J'appuie sur lui un regard insistant, me détourne, puis lui jette une œillade base pour l'inciter à me suivre discrètement – invitation qu'il comprend aussitôt. À défaut de savoir survivre, il est vif d'esprit. Je file dans un petit couloir et me glisse dans un minuscule débarras dédié à l'entretien, dont je laisse la porte entrouverte. Dès l'instant où j'entends ses pas, je sors une main pour le saisir par le bras et le tire vers moi avant de nous enfermer dans le réduit. Il atterrit contre moi, coincé entre deux sceaux et les étagères, et prend appui contre mon torse. Même dans la pénombre, je devine son air ahuri et ses joues rosies.
— P-pourquoi tu...
— Tu ne peux pas faire ça.
— Pardon ?
— Être l'informateur de Miller. Tu vas te faire planter avant même que Davis ne s'occupe de toi.
À l'évocation de ce nom – et d'une potentielle nouvelle agression –, il se décolle de moi et tourne la tête. Je lève les yeux au plafond et soupire. La délicatesse et les sentiments humains n'ont jamais été mon fort.
— Tu m'as dit de me débrouiller pour être protégé.
— Oui, mais pas comme ça. Deux gars de Suarez t'ont déjà dans le viseur.
— Si je ne peux pas être informateur, qu'est-ce que je dois faire ? Je fais de mon mieux, mais rien ne va jamais !
— Moins fort... !
Il grommèle.
— Vous me dites tous de ne pas me laisser m'écraser, ensuite que je dois me taire... dois-je te rappeler que je suis ici depuis à peine deux semaines ? Tout ce qui est acquis pour toi ou pour Elie est une découverte pour moi.
— Je sais.
Le tourment s'inscrit sur ses traits.
— Certaines nuits, je me réveille encore en pleurant quand je me souviens d'où je suis... murmure-t-il. J'ai envie de hurler, de me terrer dans un coin sans un malade capable de me trancher la gorge en plein sommeil, de pouvoir exprimer mes émotions comme un être humain. Mais je ne peux rien faire de tout ça ou je me ferai tabasser.
Sa voix se fragilise.
— On connait les prisons au travers des séries, des reportages et des actualités, derrière un écran... mais la réalité est tellement pire quand on s'y retrouve soi-même confronté... Je savais, pour les agressions. Je le savais comme tout le monde. Mais le vivre... le vivre et cinq minutes après devoir faire comme si...

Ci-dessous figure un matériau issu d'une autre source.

PR #263, opened 2016-09-20
Support running Fody with Code Contracts

### LINKED ISSUE #259: Running Fody before Code Contracts
I'm trying out using Fody together with Code Contracts (via NuGet).

To get them playing nicely, I wanted to ensure that Fody ran before Code Contracts (so that weavers like NullGuard had a chance to do their thing).

There was a couple of things I needed to do to make this work:

Ensure that Code Contracts was imported in the .csproj file after Fody

```
  <Import Project="$(MSBuildToolsPath)\Microsoft.CSharp.targets" />
  <PropertyGroup>
    <CodeContractsInstallDir>$([System.IO.Path]::GetFullPath('$(MSBuildThisFileDirectory)..\..\packages\DotNet.Contracts.1.10.20606.1\'))</CodeContractsInstallDir>
  </PropertyGroup>
```

then

```
  <Import Project="..\..\packages\Fody.1.29.4\build\dotnet\Fody.targets" Condition="Exists('..\..\packages\Fody.1.29.4\build\dotnet\Fody.targets')" />
  <Import Project="$(CodeContractsInstallDir)\MsBuild\v$(VisualStudioVersion)\Microsoft.CodeContracts.targets"/>

```

Change Fody's .targets file to hook into CompileDependsOn instead of AfterTarget.

```
  <PropertyGroup>
    <CompileDependsOn>$(CompileDependsOn); FodyTarget</CompileDependsOn>
  </PropertyGroup>
```

If that looks reasonable, I'm happy to look at creating a PR. If there's a better way to do that, I'm happy to learn!

flcdrg:
If the Code Contracts extension or NuGet package is used in a project, it does an additional compilation stage and produces a secondary assembly for analysis. Fody needs to run against this extra assembly otherwise the Code Contracts analysis stage will flag warnings for things that are potentially resolved by a Fody addin in the primary output assembly.

Fixes #259

### DIFF
--- a/NuGet/Fody.targets
+++ b/NuGet/Fody.targets
@@ -75,6 +75,28 @@
       
   </Target>
 
+  <Target
+      Name="FodyTargetForCodeContracts"
+      AfterTargets="ContractDeclarativeAssembly">
+
+      <Fody.WeavingTask
+          AssemblyPath="@(ContractDeclarativeAssembly->'%(FullPath)')"
+          IntermediateDir="$(IntermediateDir)"
+          KeyFilePath="$(FodyKeyFilePath)"
+          NuGetPackageRoot="$(NuGetPackageRoot)"
+          ProjectDirectory="$(ProjectDir)"
+          SolutionDir="$(FodySolutionDir)"
+          References="@(ReferencePath)"
+          SignAssembly="$(FodySignAssembly)"
+          ReferenceCopyLocalPaths="@(ReferenceCopyLocalPaths)"
+          DefineConstants="$(DefineConstants)"
+      >
+
+      <Output
+        TaskParameter="ExecutedWeavers"
+        PropertyName="FodyExecutedWeavers" />
+    </Fody.WeavingTask>
+  </Target>
 
   <UsingTask
     TaskName="Fody.VerifyTask"


SimonCropp:
wont this make the weaving task run twice?

flcdrg:
Yes, that's correct - as there is the secondary assembly that needs to be processed.

kamil-mrzyglod:
Can't you import such custom `.targets` file into your `.csproj` and make it run `AfterTargets="ContractDeclarativeAssembly"`?

flcdrg:
@kamil-mrzyglod Sure - that's what I'm doing at the moment, but that won't help anyone else who wanted to use Code Contracts together with Fody.

kamil-mrzyglod:
If it makes Fody runs twice, even if this is not needed, than it's a bit overkill IMO ;)

flcdrg:
Yes, it would be great to run it once, but as far as I can tell, that's not how Code Contracts works - it generates a second assembly and in order for the code contract analysis stage to work, Fody needs to have an opportunity to modify that second assembly first.

Note that this change should only affect projects that have Code Contracts enabled. Any other project would not have the Code Contracts target so it would be ignored.

SimonCropp:
sorry this is bringing too much knowledge of codecontracts into this assembly. suggest you raise this with codecontracts  team and see if they can come up with a better solution

flcdrg:
I'm not sure why adding one extra MSBuild target is "too much knowledge" as opposed to just "knowledge" - especially since the target is ignored except when Code Contracts are being used.

But as it's apparently not a common problem I'll just stick with my own local change. If there's suddenly huge interest in using Fody and Code Contracts in the future, then the fix will be here if someone needs it 😄

PR #264, opened 2016-09-27
Don't attempt to weave for intellisense builds

kzu:
Otherwise, this breaks Roslyn when loading the project, which causes further issues 
in intellisense and build.


kzu:
Not convinced this solves the underlying issues, and it causes other problems. Discarding.

PR #299, opened 2017-03-29
Fix broken generated weaver result

kswoll:
Somewhat recently, Fody has started generating a `FodyWeaverResults` file that doesn't specify a base type which breaks `Assembly.GetTypes()` at runtime.  I tried creating a unit test, but the existing unit test `WeavingInfoTests.WeavedAssembly_ShouldContainWeavedInfo` currently fails, so not sure how to get at the fody-generated assembly for testing purposes.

Son silence trahit la souffrance derrière les mots. Son menton retombe. Être passé à tabac est déjà un traumatisme pour les nouveaux venus, mais se faire en plus agresser sexuellement, en si peu de temps, mène à une tout autre gravité. Rien ne prépare à ça.
— J'ai l'impression que tout le monde est solide, ici... Que je suis le seul à être fragile, le seul à avoir peur...
— Ce ne sont que des façades.
Il lève un regard désemparé dans le mien.
— Dis-moi quoi faire pour ne pas devenir fou, dis-le-moi, je t'en prie...
Sa voix s'étiole dans un souffle épuisé. Mon cœur s'alourdit. Je le dévisage de longs instants, puis le prends contre moi et loge sa tête au creux de mon cou.
— Chaque fois que tu auras besoin de te confier et de t'isoler en toute sécurité, viens me voir. Je suis peut-être nul pour parler, mais je sais écouter et rassurer. Quand je suis là, tu as le droit d'être toi.
Ses bras s'enroulent autour de moi. Je pose le menton sur le haut de son crâne et le berce lentement. Dans ce moment, je nous revois, Emilia et moi. Elle, soucieuse de notre avenir et moi, aveuglé par notre idylle, jusqu'au jour de sa perte.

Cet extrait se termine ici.